[Opening Information given section]

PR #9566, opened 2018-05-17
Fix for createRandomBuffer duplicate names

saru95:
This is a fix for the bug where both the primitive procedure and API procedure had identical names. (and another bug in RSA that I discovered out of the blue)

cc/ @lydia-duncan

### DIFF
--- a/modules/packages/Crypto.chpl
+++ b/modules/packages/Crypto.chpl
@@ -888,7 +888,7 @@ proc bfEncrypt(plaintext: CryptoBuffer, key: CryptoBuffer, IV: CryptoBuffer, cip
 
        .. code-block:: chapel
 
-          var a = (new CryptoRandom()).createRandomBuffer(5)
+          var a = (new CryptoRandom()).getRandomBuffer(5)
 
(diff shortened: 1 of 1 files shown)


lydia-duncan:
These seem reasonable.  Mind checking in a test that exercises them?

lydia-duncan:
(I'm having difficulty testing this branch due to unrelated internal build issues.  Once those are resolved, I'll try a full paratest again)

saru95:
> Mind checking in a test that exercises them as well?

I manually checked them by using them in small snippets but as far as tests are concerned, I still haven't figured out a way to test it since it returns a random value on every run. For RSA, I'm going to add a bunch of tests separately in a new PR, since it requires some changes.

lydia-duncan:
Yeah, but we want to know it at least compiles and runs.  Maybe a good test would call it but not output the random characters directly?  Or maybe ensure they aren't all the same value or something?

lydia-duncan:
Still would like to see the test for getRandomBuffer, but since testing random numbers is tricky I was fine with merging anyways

[Closing Information given section]
[Opening Information given section]

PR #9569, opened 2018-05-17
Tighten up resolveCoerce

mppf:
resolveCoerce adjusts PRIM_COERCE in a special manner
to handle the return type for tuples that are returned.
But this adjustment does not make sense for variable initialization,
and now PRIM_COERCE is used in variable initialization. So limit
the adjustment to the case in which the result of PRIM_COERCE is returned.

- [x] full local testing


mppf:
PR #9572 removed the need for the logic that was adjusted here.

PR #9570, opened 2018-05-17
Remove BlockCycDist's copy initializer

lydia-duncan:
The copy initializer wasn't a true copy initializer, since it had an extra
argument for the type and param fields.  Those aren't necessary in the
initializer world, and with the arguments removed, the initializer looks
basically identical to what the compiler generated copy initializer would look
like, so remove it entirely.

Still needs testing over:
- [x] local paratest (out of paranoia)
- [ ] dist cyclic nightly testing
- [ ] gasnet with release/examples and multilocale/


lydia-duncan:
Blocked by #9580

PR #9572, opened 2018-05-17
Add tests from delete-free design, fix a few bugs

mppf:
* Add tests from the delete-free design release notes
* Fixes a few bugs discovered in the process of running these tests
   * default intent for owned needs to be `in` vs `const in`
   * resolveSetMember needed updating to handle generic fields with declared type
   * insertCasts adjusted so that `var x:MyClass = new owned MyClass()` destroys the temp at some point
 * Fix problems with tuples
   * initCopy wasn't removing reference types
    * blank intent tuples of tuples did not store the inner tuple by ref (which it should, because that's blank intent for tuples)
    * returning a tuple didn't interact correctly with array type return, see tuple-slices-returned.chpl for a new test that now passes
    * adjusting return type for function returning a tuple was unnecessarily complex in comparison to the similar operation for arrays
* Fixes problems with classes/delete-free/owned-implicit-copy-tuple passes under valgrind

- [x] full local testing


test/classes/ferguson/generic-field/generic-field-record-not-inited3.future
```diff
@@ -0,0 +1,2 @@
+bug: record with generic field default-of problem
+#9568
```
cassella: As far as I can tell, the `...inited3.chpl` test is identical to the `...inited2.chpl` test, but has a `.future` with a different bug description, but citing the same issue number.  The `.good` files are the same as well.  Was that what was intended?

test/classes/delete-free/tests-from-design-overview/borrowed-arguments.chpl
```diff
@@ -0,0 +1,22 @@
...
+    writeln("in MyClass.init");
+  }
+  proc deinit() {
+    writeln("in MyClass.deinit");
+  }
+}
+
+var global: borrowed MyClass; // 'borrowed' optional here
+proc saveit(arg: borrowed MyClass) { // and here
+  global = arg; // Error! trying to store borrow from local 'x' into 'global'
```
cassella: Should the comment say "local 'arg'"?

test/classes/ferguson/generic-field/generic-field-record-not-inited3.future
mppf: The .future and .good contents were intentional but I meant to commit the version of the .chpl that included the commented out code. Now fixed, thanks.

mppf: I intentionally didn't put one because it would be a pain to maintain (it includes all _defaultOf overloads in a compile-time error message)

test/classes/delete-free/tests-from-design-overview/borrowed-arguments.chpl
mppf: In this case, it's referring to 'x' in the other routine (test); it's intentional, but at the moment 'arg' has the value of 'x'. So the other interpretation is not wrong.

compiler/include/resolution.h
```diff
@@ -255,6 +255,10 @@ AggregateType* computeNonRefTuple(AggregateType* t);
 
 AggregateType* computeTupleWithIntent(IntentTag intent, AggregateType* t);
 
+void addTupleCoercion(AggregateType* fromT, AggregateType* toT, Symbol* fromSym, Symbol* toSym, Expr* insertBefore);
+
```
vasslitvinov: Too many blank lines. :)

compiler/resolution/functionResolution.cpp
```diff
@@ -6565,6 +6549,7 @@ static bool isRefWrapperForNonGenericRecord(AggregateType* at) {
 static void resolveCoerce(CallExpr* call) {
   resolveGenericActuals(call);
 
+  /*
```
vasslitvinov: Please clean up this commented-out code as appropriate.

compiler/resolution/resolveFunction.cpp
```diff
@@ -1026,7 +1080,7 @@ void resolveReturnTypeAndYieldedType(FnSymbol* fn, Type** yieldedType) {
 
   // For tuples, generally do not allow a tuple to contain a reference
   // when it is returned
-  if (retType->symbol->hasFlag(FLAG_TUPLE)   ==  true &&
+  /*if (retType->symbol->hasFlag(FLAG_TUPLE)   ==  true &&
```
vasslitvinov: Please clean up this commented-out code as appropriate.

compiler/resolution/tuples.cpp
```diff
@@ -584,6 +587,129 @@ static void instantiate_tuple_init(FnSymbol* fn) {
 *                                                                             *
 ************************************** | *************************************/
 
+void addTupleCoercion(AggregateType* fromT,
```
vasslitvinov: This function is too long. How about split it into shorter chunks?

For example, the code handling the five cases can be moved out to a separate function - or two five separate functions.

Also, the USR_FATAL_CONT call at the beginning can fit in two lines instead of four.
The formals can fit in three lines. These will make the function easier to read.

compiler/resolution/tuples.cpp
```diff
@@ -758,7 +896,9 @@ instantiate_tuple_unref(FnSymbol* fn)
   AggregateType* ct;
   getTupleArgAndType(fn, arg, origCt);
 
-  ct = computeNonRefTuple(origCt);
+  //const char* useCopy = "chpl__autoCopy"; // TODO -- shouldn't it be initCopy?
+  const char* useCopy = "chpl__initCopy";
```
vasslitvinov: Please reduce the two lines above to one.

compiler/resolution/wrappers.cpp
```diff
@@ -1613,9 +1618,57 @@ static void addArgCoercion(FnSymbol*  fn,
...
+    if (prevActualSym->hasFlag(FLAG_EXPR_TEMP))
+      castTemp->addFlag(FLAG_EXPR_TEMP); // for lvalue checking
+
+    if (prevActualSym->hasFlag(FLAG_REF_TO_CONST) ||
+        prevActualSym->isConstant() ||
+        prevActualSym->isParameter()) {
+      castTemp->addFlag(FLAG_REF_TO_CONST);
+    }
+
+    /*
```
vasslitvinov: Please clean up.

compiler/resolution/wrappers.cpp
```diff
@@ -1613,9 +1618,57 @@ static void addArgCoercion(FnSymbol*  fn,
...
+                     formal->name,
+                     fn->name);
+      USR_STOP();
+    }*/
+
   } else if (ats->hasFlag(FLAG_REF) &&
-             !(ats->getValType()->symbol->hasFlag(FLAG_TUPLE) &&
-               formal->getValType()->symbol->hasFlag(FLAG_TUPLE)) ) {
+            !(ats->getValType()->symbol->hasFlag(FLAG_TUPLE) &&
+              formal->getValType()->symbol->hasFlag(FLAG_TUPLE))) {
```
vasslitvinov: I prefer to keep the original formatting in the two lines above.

[Closing Information given section]

§ Task statement
An exact copy of the lines above between the line holding "PR #9566, opened 2018-05-17" and the line holding "Still would like", inclusive, is the whole answer.

§ Exercise solution
PR #9566, opened 2018-05-17
Fix for createRandomBuffer duplicate names

saru95:
This is a fix for the bug where both the primitive procedure and API procedure had identical names. (and another bug in RSA that I discovered out of the blue)

cc/ @lydia-duncan

### DIFF
--- a/modules/packages/Crypto.chpl
+++ b/modules/packages/Crypto.chpl
@@ -888,7 +888,7 @@ proc bfEncrypt(plaintext: CryptoBuffer, key: CryptoBuffer, IV: CryptoBuffer, cip
 
        .. code-block:: chapel
 
-          var a = (new CryptoRandom()).createRandomBuffer(5)
+          var a = (new CryptoRandom()).getRandomBuffer(5)
 
(diff shortened: 1 of 1 files shown)


lydia-duncan:
These seem reasonable.  Mind checking in a test that exercises them?

lydia-duncan:
(I'm having difficulty testing this branch due to unrelated internal build issues.  Once those are resolved, I'll try a full paratest again)

saru95:
> Mind checking in a test that exercises them as well?

I manually checked them by using them in small snippets but as far as tests are concerned, I still haven't figured out a way to test it since it returns a random value on every run. For RSA, I'm going to add a bunch of tests separately in a new PR, since it requires some changes.

lydia-duncan:
Yeah, but we want to know it at least compiles and runs.  Maybe a good test would call it but not output the random characters directly?  Or maybe ensure they aren't all the same value or something?

lydia-duncan:
Still would like to see the test for getRandomBuffer, but since testing random numbers is tricky I was fine with merging anyways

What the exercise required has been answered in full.